> ACTION ITEM
Transcribe the records in full, keeping every word exactly as given.

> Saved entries

*** Block opens ***

PR #467, opened 2020-06-04
Added more GLaDOS quotes to warning, error, and panic messages.

1011X:


src/main.rs
```diff
@@ -446,6 +448,9 @@ fn error<T: std::fmt::Display>(msg: T, location: Location, file_db: &Files, colo
             // glados quotes
             "I'd just like to point out that you were given every opportunity to succeed",
             "Okay. Look. We both did a lot of things that you're going to regret. But I think we can put our differences behind us. To prevent segfaults. You monster.",
+            "Congratulations. Not on the code.",
+            "You know, if you'd done that to some other codebase, they might devote their existence to exacting revenge.",
+            "Not bad. I forgot how good you are at this. You should pace yourself, though. We have A LOT of code to compile.",
```
jyn514, line 453: Hmm, this seems a little odd for an error. I like the quote but I'm not sure it fits.

src/main.rs
```diff
@@ -205,6 +205,8 @@ fn handle_warnings(warnings: VecDeque<CompileWarning>, file_db: &Files, color: C
             "To UB or not to UB? That is … apparently a question you never ask yourself.",
             "Do you _really_ want to know what this compiles to?",
             "Not the type to ever stop and think for a moment, eh? Here's your moment, use it well.",
+            "Federal regulations require me to warn you that this next warning... is looking pretty good.",
+            "Try to avoid this garbage you're writing.",
```
jyn514, line 209: This automatically gets `:` appended after, so avoid periods unless it's multiple sentences.
```suggestion
            "Federal regulations require me to warn you that this next warning... is looking pretty good",
            "Try to avoid this garbage you're writing",
```

src/main.rs
1011X: Hm, okay, I'll leave it out for now and see if i can make it more fitting later

PR #468, opened 2020-06-05
Use chars instead of u8 for the lexer; don't panic on unicode identifiers

jyn514:
Closes https://github.com/jyn514/saltwater/issues/265

r? @pythondude325


jyn514:
Previously, `self.location.offset` held the last byte of the last token to be returned. For example, in `abc def`, after returning `Token::Id(abc)`, the offset would be `2`. Now, the offset holds the byte of the first character of the next token: 3.

As a result, whereas before we knew we were at the end of the file when we saw `self.location.offset = self.chars.len() - 1`, now we are at the file whenever the lengths are equal. In other words, we no longer have a 'first time we saw EOF' state. As a result, in order to check for missing newlines, there has to be an explicit check for it whenever we return the last token. This took me a while to debug.

jyn514:
Some useful follow-up PRs:
- Separate out the inner iterator, it's gotten pretty chunky and it would be useful semantically to separate the methods. In rustc this is [`cursor.rs`](https://github.com/rust-lang/rust/blob/master/src/librustc_lexer/src/cursor.rs).
- Allow unicode identifiers (finally!) This requires a dependency on https://docs.rs/unicode-xid/.

src/lex/mod.rs
```diff
@@ -318,29 +321,29 @@ impl Lexer {
...
                 }
             }
         };
-        if self.match_next(b'.') {
+        if self.match_next('.') {
             return self.parse_float(radix, buf).map(float_literal);
         }
-        if let Some(b'e') | Some(b'E') | Some(b'p') | Some(b'P') = self.peek() {
+        if let Some('e') | Some('E') | Some('p') | Some('P') = self.peek() {
             buf.push_str(".0"); // hexf doesn't like floats without a decimal point
```
pythondude325, line 341: I should probably fix this.

src/lex/cpp.rs
```diff
@@ -1061,14 +1062,10 @@ impl<'a> PreProcessor<'a> {
     // now we want to do the dirty work of reading it into memory
     fn include_path(
         &mut self,
-        filename: Vec<u8>,
+        filename: String,
```
pythondude325, line 1065: `filename` should probably be an `std::path::PathBuf` so you get easier path semantics.

src/lex/mod.rs
jyn514: This was actually written when I was still using hexf, I'm not sure if it's true for `hexponent`.

PR #470, opened 2020-06-07
Fix macro redefinition semantics

pythondude325:
Macro redefinition was broken. Added a new function to define macros for internal use and created an error for the erroneous macro redefinition.

### DIFF
--- a/src/data/error.rs
+++ b/src/data/error.rs
@@ -488,6 +488,11 @@ pub enum CppError {
     /// After parsing an `#if` expression, there were tokens left over.
     #[error("trailing tokens in `#if` expression")]
     TooManyTokens,
+
+    /// If a macro is redefined, its definition must be identical to as it's old
+    /// definition.
+    #[error("redefined macro definition for '{0}' does not match original definition")]
+    IncompatibleRedefinition(InternedStr),
 }
 
 /// Lex errors are non-exhaustive and may have new variants added at any time
--- a/src/data/error.rs
+++ b/src/data/error.rs
@@ -489,9 +489,9 @@ pub enum CppError {
     #[error("trailing tokens in `#if` expression")]
     TooManyTokens,
 
-    /// If a macro is redefined, its definition must be identical to as it's old
-    /// definition.
-    #[error("redefined macro definition for '{0}' does not match original definition")]
+    /// If a macro is redefined, the new definition must be identical to the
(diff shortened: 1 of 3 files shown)


src/data/error.rs
```diff
@@ -488,6 +488,11 @@ pub enum CppError {
     /// After parsing an `#if` expression, there were tokens left over.
     #[error("trailing tokens in `#if` expression")]
     TooManyTokens,
+
+    /// If a macro is redefined, its definition must be identical to as it's old
+    /// definition.
+    #[error("redefined macro definition for '{0}' does not match original definition")]
+    IncompatibleRedefinition(InternedStr),
```
jyn514, line 495: I think you a word.

```suggestion
    /// If a macro is redefined, the new definition must be identical to the original.
    #[error("redefinition of '{0}' does not match original definition")]
    IncompatibleRedefinition(InternedStr),
```

src/lex/cpp.rs
```diff
@@ -923,16 +923,34 @@ impl<'a> PreProcessor<'a> {
...
     }
+    fn define_macro(&mut self, name: InternedStr, definition: Definition) -> Result<(), CppError> {
+        use std::collections::hash_map::Entry;
+        match self.definitions.entry(name) {
+            Entry::Vacant(entry) => {
+                entry.insert(definition);
+                Ok(())
+            }
+            Entry::Occupied(entry) => {
+                // https://port70.net/~nsz/c/c11/n1570.html#6.10.3p1
```
jyn514, line 945: Let's just put the section and not the full URL.
```suggestion
                // 6.10.3p1
```

src/lex/cpp.rs
```diff
@@ -1417,13 +1435,28 @@ a";
...
+            CppError::IncompatibleRedefinition(_),
+            "incompatible redefinition"
+        );
+
+        let src = "
+#define a b
+#define a b
+a
+";
+        assert_same(src, "b");
```
jyn514, line 1459: Can you also add a couple tests for redefining a function macro?

pythondude325: Look 9 lines down ;)

src/lex/cpp.rs
pythondude325: Look 9 lines down ;)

*** Block closes ***

> YOUR RESPONSE
PR #467, opened 2020-06-04
Added more GLaDOS quotes to warning, error, and panic messages.

1011X:


src/main.rs
```diff
@@ -446,6 +448,9 @@ fn error<T: std::fmt::Display>(msg: T, location: Location, file_db: &Files, colo
             // glados quotes
             "I'd just like to point out that you were given every opportunity to succeed",
             "Okay. Look. We both did a lot of things that you're going to regret. But I think we can put our differences behind us. To prevent segfaults. You monster.",
+            "Congratulations. Not on the code.",
+            "You know, if you'd done that to some other codebase, they might devote their existence to exacting revenge.",
+            "Not bad. I forgot how good you are at this. You should pace yourself, though. We have A LOT of code to compile.",
```
jyn514, line 453: Hmm, this seems a little odd for an error. I like the quote but I'm not sure it fits.

src/main.rs
```diff
@@ -205,6 +205,8 @@ fn handle_warnings(warnings: VecDeque<CompileWarning>, file_db: &Files, color: C
             "To UB or not to UB? That is … apparently a question you never ask yourself.",
             "Do you _really_ want to know what this compiles to?",
             "Not the type to ever stop and think for a moment, eh? Here's your moment, use it well.",
+            "Federal regulations require me to warn you that this next warning... is looking pretty good.",
+            "Try to avoid this garbage you're writing.",
```
jyn514, line 209: This automatically gets `:` appended after, so avoid periods unless it's multiple sentences.
```suggestion
            "Federal regulations require me to warn you that this next warning... is looking pretty good",
            "Try to avoid this garbage you're writing",
```

src/main.rs
1011X: Hm, okay, I'll leave it out for now and see if i can make it more fitting later

PR #468, opened 2020-06-05
Use chars instead of u8 for the lexer; don't panic on unicode identifiers

jyn514:
Closes https://github.com/jyn514/saltwater/issues/265

r? @pythondude325


jyn514:
Previously, `self.location.offset` held the last byte of the last token to be returned. For example, in `abc def`, after returning `Token::Id(abc)`, the offset would be `2`. Now, the offset holds the byte of the first character of the next token: 3.

As a result, whereas before we knew we were at the end of the file when we saw `self.location.offset = self.chars.len() - 1`, now we are at the file whenever the lengths are equal. In other words, we no longer have a 'first time we saw EOF' state. As a result, in order to check for missing newlines, there has to be an explicit check for it whenever we return the last token. This took me a while to debug.

jyn514:
Some useful follow-up PRs:
- Separate out the inner iterator, it's gotten pretty chunky and it would be useful semantically to separate the methods. In rustc this is [`cursor.rs`](https://github.com/rust-lang/rust/blob/master/src/librustc_lexer/src/cursor.rs).
- Allow unicode identifiers (finally!) This requires a dependency on https://docs.rs/unicode-xid/.

src/lex/mod.rs
```diff
@@ -318,29 +321,29 @@ impl Lexer {
...
                 }
             }
         };
-        if self.match_next(b'.') {
+        if self.match_next('.') {
             return self.parse_float(radix, buf).map(float_literal);
         }
-        if let Some(b'e') | Some(b'E') | Some(b'p') | Some(b'P') = self.peek() {
+        if let Some('e') | Some('E') | Some('p') | Some('P') = self.peek() {
             buf.push_str(".0"); // hexf doesn't like floats without a decimal point
```
pythondude325, line 341: I should probably fix this.

src/lex/cpp.rs
```diff
@@ -1061,14 +1062,10 @@ impl<'a> PreProcessor<'a> {
     // now we want to do the dirty work of reading it into memory
     fn include_path(
         &mut self,
-        filename: Vec<u8>,
+        filename: String,
```
pythondude325, line 1065: `filename` should probably be an `std::path::PathBuf` so you get easier path semantics.

src/lex/mod.rs
jyn514: This was actually written when I was still using hexf, I'm not sure if it's true for `hexponent`.

PR #470, opened 2020-06-07
Fix macro redefinition semantics

pythondude325:
Macro redefinition was broken. Added a new function to define macros for internal use and created an error for the erroneous macro redefinition.

### DIFF
--- a/src/data/error.rs
+++ b/src/data/error.rs
@@ -488,6 +488,11 @@ pub enum CppError {
     /// After parsing an `#if` expression, there were tokens left over.
     #[error("trailing tokens in `#if` expression")]
     TooManyTokens,
+
+    /// If a macro is redefined, its definition must be identical to as it's old
+    /// definition.
+    #[error("redefined macro definition for '{0}' does not match original definition")]
+    IncompatibleRedefinition(InternedStr),
 }
 
 /// Lex errors are non-exhaustive and may have new variants added at any time
--- a/src/data/error.rs
+++ b/src/data/error.rs
@@ -489,9 +489,9 @@ pub enum CppError {
     #[error("trailing tokens in `#if` expression")]
     TooManyTokens,
 
-    /// If a macro is redefined, its definition must be identical to as it's old
-    /// definition.
-    #[error("redefined macro definition for '{0}' does not match original definition")]
+    /// If a macro is redefined, the new definition must be identical to the
(diff shortened: 1 of 3 files shown)


src/data/error.rs
```diff
@@ -488,6 +488,11 @@ pub enum CppError {
     /// After parsing an `#if` expression, there were tokens left over.
     #[error("trailing tokens in `#if` expression")]
     TooManyTokens,
+
+    /// If a macro is redefined, its definition must be identical to as it's old
+    /// definition.
+    #[error("redefined macro definition for '{0}' does not match original definition")]
+    IncompatibleRedefinition(InternedStr),
```
jyn514, line 495: I think you a word.

```suggestion
    /// If a macro is redefined, the new definition must be identical to the original.
    #[error("redefinition of '{0}' does not match original definition")]
    IncompatibleRedefinition(InternedStr),
```

src/lex/cpp.rs
```diff
@@ -923,16 +923,34 @@ impl<'a> PreProcessor<'a> {
...
     }
+    fn define_macro(&mut self, name: InternedStr, definition: Definition) -> Result<(), CppError> {
+        use std::collections::hash_map::Entry;
+        match self.definitions.entry(name) {
+            Entry::Vacant(entry) => {
+                entry.insert(definition);
+                Ok(())
+            }
+            Entry::Occupied(entry) => {
+                // https://port70.net/~nsz/c/c11/n1570.html#6.10.3p1
```
jyn514, line 945: Let's just put the section and not the full URL.
```suggestion
                // 6.10.3p1
```

src/lex/cpp.rs
```diff
@@ -1417,13 +1435,28 @@ a";
...
+            CppError::IncompatibleRedefinition(_),
+            "incompatible redefinition"
+        );
+
+        let src = "
+#define a b
+#define a b
+a
+";
+        assert_same(src, "b");
```
jyn514, line 1459: Can you also add a couple tests for redefining a function macro?

pythondude325: Look 9 lines down ;)

src/lex/cpp.rs
pythondude325: Look 9 lines down ;)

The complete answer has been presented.